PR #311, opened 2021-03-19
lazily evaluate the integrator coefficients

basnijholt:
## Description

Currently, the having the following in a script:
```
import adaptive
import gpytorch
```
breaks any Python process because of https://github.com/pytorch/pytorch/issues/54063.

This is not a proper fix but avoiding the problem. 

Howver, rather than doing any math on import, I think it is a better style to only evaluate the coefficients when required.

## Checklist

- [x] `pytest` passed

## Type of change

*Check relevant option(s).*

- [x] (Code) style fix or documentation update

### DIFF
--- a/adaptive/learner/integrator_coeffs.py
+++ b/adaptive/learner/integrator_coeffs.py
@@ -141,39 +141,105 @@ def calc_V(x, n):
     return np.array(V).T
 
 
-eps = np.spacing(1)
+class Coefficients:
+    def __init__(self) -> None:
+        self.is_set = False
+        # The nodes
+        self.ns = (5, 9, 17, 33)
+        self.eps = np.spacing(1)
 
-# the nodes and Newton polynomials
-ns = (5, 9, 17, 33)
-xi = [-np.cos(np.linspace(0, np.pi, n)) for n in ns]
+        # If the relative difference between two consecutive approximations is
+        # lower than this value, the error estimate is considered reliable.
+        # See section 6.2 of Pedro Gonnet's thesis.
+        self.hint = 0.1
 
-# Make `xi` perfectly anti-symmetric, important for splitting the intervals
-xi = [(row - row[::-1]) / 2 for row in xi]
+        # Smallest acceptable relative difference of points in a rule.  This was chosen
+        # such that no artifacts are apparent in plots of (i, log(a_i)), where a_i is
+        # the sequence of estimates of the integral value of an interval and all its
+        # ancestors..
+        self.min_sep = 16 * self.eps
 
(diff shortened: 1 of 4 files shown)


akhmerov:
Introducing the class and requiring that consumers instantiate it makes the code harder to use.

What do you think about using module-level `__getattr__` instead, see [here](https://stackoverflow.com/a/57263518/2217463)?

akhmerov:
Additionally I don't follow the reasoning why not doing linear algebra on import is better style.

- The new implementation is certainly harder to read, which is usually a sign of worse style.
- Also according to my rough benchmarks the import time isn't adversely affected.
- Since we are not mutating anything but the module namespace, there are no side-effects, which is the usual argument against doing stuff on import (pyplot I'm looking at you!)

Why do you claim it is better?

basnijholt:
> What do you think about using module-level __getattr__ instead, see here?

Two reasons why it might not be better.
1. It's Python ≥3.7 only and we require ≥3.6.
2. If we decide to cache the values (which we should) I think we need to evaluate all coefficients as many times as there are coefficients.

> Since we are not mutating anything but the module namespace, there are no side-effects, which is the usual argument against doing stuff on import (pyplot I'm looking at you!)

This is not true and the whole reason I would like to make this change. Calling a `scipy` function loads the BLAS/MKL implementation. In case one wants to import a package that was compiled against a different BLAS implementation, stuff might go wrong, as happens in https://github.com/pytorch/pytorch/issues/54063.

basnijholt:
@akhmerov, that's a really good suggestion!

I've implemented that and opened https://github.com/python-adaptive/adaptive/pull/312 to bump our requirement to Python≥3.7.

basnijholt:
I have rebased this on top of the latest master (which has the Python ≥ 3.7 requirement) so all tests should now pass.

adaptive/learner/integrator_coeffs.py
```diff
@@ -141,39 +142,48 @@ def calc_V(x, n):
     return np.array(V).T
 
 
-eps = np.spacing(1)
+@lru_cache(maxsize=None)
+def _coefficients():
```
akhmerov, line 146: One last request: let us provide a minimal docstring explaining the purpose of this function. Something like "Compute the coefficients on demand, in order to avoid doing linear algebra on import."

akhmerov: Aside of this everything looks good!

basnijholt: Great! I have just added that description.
+ + + + +
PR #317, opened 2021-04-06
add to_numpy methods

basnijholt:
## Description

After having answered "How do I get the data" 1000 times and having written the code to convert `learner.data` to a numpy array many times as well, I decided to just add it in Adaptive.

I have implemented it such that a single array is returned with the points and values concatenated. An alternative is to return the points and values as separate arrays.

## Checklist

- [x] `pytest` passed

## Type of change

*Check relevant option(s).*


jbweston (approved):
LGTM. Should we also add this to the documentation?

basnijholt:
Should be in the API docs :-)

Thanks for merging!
+ + + + +
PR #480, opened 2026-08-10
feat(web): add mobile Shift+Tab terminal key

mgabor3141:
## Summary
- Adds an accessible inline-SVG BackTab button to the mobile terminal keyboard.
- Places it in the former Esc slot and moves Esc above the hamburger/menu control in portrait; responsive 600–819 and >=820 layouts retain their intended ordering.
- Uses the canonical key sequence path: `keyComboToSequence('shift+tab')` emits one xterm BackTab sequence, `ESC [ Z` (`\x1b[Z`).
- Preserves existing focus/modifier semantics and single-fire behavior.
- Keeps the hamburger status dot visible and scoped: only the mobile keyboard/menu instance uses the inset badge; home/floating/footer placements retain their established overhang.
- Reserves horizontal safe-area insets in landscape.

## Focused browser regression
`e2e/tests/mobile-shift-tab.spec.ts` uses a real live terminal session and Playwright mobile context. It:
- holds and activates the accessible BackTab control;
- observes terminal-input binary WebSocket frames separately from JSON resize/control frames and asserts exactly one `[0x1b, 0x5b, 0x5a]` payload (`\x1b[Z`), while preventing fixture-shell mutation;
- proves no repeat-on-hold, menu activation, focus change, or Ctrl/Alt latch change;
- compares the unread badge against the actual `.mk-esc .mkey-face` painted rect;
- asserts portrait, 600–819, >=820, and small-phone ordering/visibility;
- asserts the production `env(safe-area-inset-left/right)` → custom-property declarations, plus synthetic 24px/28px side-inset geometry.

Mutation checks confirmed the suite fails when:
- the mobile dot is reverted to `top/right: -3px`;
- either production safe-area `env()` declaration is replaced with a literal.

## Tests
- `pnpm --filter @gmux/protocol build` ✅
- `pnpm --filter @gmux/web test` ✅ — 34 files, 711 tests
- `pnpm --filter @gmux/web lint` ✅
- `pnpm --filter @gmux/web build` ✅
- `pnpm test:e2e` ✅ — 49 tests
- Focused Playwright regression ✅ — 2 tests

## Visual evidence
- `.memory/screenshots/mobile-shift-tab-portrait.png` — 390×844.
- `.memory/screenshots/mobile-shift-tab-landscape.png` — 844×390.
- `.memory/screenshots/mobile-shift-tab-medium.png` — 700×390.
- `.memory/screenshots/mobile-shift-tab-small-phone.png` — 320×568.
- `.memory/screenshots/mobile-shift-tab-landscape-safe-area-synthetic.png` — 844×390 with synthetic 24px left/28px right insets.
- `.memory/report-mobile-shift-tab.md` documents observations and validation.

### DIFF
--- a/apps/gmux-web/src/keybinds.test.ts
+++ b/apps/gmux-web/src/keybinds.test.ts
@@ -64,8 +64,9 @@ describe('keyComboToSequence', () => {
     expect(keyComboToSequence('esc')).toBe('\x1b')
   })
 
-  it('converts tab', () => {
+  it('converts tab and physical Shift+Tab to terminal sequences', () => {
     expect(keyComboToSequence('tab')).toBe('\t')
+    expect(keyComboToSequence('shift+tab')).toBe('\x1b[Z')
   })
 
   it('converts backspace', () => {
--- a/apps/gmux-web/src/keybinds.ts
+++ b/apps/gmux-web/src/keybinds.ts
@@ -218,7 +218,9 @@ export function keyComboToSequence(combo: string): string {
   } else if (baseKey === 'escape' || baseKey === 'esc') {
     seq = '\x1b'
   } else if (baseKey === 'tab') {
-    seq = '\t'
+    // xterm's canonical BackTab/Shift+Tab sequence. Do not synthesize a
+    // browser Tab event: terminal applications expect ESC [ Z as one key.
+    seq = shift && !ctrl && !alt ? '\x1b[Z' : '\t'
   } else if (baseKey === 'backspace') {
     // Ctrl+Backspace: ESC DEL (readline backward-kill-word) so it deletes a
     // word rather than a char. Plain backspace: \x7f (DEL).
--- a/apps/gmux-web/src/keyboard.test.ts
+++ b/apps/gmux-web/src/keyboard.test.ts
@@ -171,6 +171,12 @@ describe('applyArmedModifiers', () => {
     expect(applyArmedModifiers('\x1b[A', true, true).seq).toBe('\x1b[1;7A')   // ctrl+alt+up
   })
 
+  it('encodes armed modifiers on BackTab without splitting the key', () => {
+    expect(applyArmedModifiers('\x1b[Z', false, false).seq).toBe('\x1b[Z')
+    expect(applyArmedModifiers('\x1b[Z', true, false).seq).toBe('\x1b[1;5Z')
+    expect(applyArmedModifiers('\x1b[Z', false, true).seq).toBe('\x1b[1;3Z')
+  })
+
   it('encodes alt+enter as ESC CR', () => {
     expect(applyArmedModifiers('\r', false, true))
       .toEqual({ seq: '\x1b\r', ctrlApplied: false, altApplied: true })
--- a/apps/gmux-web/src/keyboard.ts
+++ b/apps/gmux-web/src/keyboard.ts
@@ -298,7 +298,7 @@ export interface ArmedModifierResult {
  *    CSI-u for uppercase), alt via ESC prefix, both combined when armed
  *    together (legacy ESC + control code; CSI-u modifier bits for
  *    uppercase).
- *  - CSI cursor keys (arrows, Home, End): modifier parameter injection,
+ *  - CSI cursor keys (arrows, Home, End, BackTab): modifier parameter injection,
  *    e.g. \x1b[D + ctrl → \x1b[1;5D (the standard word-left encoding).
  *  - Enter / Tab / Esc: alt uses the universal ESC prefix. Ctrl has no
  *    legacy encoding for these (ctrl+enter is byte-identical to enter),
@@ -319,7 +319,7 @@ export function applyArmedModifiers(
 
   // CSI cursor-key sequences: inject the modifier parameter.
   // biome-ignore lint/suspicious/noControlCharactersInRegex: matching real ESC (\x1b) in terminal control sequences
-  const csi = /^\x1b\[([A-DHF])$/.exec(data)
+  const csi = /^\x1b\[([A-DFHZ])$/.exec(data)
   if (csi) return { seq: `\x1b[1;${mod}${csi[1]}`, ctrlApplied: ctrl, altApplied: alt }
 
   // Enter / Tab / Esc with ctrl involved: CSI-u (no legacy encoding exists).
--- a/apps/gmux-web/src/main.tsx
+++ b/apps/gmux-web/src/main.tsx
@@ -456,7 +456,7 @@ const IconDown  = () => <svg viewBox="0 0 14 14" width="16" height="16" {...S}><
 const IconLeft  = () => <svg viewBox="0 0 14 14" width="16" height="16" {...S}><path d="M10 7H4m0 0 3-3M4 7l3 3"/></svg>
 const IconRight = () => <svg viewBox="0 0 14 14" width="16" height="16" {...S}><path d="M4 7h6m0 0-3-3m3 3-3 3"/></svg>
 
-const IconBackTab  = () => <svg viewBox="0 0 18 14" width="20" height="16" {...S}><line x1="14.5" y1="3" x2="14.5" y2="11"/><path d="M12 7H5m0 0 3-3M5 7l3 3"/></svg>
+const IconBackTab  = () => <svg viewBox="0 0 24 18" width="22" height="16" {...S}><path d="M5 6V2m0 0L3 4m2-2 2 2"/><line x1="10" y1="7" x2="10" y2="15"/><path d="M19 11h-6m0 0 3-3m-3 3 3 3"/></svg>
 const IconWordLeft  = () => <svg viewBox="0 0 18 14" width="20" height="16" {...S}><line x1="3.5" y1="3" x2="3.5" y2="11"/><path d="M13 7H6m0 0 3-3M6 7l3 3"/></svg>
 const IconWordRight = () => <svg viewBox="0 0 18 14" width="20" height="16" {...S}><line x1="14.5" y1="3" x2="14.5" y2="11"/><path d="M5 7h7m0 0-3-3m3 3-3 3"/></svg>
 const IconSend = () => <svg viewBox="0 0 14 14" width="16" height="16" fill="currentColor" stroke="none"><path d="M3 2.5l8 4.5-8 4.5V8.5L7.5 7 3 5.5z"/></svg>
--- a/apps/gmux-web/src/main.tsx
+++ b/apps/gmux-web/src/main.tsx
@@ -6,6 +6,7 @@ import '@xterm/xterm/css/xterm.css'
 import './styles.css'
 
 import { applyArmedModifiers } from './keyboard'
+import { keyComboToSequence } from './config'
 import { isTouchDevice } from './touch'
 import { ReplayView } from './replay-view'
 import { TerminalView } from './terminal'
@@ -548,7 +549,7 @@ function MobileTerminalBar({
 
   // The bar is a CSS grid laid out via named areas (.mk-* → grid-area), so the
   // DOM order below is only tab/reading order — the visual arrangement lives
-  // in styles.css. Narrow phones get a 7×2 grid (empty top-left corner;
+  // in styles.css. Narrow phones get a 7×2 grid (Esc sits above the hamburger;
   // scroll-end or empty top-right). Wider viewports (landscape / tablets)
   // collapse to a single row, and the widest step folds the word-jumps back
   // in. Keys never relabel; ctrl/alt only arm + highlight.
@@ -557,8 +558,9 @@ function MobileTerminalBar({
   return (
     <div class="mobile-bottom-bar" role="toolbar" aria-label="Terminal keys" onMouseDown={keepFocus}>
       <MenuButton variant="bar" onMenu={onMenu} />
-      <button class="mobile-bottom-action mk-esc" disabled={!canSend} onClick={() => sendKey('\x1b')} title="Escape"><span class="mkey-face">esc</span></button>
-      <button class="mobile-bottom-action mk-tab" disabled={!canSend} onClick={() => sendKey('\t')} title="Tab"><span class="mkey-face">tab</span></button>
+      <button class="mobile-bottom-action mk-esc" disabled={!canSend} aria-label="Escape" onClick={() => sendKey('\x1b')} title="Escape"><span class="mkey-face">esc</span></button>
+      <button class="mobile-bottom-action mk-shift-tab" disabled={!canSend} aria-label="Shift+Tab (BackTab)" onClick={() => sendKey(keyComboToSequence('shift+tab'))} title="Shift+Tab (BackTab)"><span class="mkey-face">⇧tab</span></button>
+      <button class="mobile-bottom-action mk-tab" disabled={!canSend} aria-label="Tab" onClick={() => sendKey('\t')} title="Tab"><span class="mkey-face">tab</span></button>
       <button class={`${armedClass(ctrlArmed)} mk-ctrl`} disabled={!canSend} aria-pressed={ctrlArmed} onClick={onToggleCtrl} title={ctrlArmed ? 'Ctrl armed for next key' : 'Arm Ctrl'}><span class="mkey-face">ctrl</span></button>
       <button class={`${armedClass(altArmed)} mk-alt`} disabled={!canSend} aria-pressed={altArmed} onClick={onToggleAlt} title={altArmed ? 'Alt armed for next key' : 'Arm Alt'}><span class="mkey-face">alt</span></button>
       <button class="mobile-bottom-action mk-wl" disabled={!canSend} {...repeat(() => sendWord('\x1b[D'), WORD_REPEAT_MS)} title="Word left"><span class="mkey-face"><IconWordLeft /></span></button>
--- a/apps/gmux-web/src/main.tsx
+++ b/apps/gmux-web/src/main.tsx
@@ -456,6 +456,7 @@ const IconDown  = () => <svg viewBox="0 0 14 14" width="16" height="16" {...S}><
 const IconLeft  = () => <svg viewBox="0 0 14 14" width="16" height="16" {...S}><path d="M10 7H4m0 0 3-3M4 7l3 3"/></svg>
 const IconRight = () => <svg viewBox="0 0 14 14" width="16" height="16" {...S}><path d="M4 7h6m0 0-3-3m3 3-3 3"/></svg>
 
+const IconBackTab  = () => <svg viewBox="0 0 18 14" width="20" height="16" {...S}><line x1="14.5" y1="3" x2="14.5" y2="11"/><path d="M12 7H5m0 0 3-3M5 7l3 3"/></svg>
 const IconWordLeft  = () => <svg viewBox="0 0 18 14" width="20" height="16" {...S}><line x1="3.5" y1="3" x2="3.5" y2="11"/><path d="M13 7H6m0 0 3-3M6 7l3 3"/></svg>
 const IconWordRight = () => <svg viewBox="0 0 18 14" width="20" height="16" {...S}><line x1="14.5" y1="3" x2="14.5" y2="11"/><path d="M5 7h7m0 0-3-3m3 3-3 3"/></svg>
+ + + + +
→ **Task goal**: From the listing above, return each line with the word "cursor".

→ **Exercise response**:
- *  - CSI cursor keys (arrows, Home, End): modifier parameter injection,
+ *  - CSI cursor keys (arrows, Home, End, BackTab): modifier parameter injection,
   // CSI cursor-key sequences: inject the modifier parameter.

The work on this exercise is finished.